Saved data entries
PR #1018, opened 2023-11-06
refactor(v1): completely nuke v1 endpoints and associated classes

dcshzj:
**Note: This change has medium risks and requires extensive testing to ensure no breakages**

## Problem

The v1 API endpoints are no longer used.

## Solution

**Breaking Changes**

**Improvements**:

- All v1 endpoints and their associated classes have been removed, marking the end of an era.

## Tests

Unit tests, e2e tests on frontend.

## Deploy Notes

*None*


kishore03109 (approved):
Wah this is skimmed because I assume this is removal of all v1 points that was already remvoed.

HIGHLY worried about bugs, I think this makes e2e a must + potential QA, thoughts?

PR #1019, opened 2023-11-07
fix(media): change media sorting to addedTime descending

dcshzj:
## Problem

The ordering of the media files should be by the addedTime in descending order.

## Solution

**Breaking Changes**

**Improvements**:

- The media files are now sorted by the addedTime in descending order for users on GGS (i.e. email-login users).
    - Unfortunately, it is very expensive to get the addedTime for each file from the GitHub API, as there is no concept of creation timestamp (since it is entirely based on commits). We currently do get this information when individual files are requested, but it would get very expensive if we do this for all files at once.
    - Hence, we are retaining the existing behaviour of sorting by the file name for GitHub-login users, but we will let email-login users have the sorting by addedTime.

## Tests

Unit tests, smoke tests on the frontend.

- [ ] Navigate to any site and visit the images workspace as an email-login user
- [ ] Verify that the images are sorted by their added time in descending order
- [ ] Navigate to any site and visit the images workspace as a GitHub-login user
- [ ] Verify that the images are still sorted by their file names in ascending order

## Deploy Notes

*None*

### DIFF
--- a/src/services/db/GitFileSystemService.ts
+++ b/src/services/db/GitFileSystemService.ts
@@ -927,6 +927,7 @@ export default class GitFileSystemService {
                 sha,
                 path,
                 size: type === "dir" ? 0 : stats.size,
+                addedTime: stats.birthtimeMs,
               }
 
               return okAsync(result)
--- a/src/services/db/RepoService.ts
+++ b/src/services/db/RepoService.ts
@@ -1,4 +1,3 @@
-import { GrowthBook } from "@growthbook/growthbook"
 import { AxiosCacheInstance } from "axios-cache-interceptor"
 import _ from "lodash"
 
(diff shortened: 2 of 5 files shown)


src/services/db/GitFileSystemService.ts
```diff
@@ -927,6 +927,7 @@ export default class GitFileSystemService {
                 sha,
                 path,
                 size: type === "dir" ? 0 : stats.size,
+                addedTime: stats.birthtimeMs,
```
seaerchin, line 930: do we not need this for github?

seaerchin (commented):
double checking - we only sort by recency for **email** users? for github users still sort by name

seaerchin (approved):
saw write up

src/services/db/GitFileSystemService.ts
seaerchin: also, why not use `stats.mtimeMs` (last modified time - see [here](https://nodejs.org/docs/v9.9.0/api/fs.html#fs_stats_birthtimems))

--

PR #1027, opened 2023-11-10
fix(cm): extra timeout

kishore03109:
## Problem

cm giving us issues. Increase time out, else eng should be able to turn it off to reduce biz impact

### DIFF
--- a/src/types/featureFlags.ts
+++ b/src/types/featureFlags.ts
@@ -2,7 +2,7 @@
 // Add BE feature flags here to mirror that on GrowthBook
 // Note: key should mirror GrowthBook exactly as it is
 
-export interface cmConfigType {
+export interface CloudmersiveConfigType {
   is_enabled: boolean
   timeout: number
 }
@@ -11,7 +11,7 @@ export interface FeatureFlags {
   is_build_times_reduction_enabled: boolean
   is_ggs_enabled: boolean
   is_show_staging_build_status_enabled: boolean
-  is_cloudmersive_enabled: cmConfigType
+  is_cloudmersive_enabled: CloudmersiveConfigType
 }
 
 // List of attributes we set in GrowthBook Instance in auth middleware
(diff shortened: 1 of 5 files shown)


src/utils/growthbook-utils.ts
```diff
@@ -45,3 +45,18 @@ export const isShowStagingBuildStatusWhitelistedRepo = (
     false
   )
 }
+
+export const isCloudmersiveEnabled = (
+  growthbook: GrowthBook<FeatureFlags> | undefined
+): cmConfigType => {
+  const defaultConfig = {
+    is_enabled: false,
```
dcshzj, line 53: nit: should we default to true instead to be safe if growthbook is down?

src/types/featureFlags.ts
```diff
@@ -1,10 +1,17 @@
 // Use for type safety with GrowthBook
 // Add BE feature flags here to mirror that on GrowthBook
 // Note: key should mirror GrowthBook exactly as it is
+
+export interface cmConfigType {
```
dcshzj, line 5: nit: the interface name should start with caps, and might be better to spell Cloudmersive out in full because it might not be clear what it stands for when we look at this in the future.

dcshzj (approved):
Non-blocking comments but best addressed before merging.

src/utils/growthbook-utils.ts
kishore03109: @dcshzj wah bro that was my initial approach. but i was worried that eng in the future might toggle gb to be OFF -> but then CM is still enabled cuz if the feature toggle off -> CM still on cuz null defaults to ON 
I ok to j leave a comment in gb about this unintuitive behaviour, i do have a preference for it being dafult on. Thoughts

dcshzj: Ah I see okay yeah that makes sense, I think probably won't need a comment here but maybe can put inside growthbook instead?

→ Your assignment: Tell how many lines of the records above hold the string "RepoService". Give no other text.

→ Exercise response: 2